There's a number in Starred's 2026 Hiring Benchmarks Report that should make every manager pause. Hiring managers rated their satisfaction with the recruitment process at +73. Candidates rated their experience at +17. That 56-point gap shows blind spots and it's been growing.

The report, built on over 2.5 million hiring experiences, finds that talent acquisition teams worked harder than ever in 2025. Processes became more structured, internal alignment improved, and decision-making felt more data-driven. The inside of hiring looked increasingly mature, but the outside looked like a black box.

What's easy to miss is where candidates actually form their opinion. Nearly 90% of surveyed candidates were people who were rejected. Of those, close to 70% were filtered out at the application stage, often before any human ever touched their file. That rejection email, or that automated silence, is where most people decide what they think about your company. 

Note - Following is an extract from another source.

PR #1556, opened 2020-07-25
Fix errorPusher Performance

aminya:

takes out the loop invariant code

This snippet of the code is called tens or hundreds of times. Previously the number was multiplied by the number of diagnostics! If you can take this out from this nested loop, it would be better.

When a candidate gets screened out by an automated system with no explanation of what was assessed or why, they don't conclude that the process was efficient. They fill in the gap themselves. Across nearly 70,000 open-text comments, the top driver of dissatisfaction wasn't rejection. It was the absence of clarity around it.

For mid-career professionals, this reframes something practical. The companies treating early-stage communication as an afterthought are leaving their employer brand in the hands of whoever wrote the auto-reply. For those of you managing hiring processes or advocating for your teams inside organizations, the report's finding is a useful pressure point. Internal alignment is only half the work. What candidates experience is the other half, and most teams aren't measuring it.

The teams that consistently outperformed the benchmark weren't using more technology. They were using it differently by keeping humans in the decision seat while letting automation handle the admin, and treating communication at every stage as a metric worth measuring. The gap between +73 and +17 doesn't close by accident.

56 Days

Somebody buried the real story on AI.  While everyone spent the last two years debating which desk jobs a chatbot would replace next, something quietly flipped in the labor market. It now takes longer to hire an electrician than a software developer. Not slightly longer. We're talking 56 days to fill a skilled trades role versus 54 days for a desk-based professional, according to a new Randstad USA analysis of more than 150 million job postings between 2022 and 2026.

Two days doesn't sound like much until you understand what's behind it. Skilled trades demand is growing three times faster than professional roles right now.

  • Robotics technician openings are up 113% over the past four years. 

  • HVAC engineer demand is up nearly 78%. 

  • Industrial automation roles are up 51%. 

Every data center being built, every power grid being upgraded, every cooling system going into a server farm requires skilled hands to do it. As Randstad's chief economist put it, AI can't build its own infrastructure. So who does? Electricians. Welders. Industrial technicians. The people we told to consider a different career path.

That's the other side of this story. For every 100 young workers entering the trades today, 102 are leaving. Decades of steering young people toward four-year degrees had consequences, and we're measuring them now in days-to-hire. We've touched on pieces of this before, the rise of new-collar jobs, apprenticeships making a comeback, employers investing in workforce pipelines, but what the Randstad data does is put a number on something that was always true and rarely said out loud. The most AI-adjacent work in the country doesn't happen at a keyboard, It happens on a job site.

For you, that's a positioning question worth sitting with. If your work touches operations, facilities, infrastructure, or anything at the intersection of physical systems and technology, your market value looks different today than it did two years ago. The window to be early on this read is still open. But it won't be for long.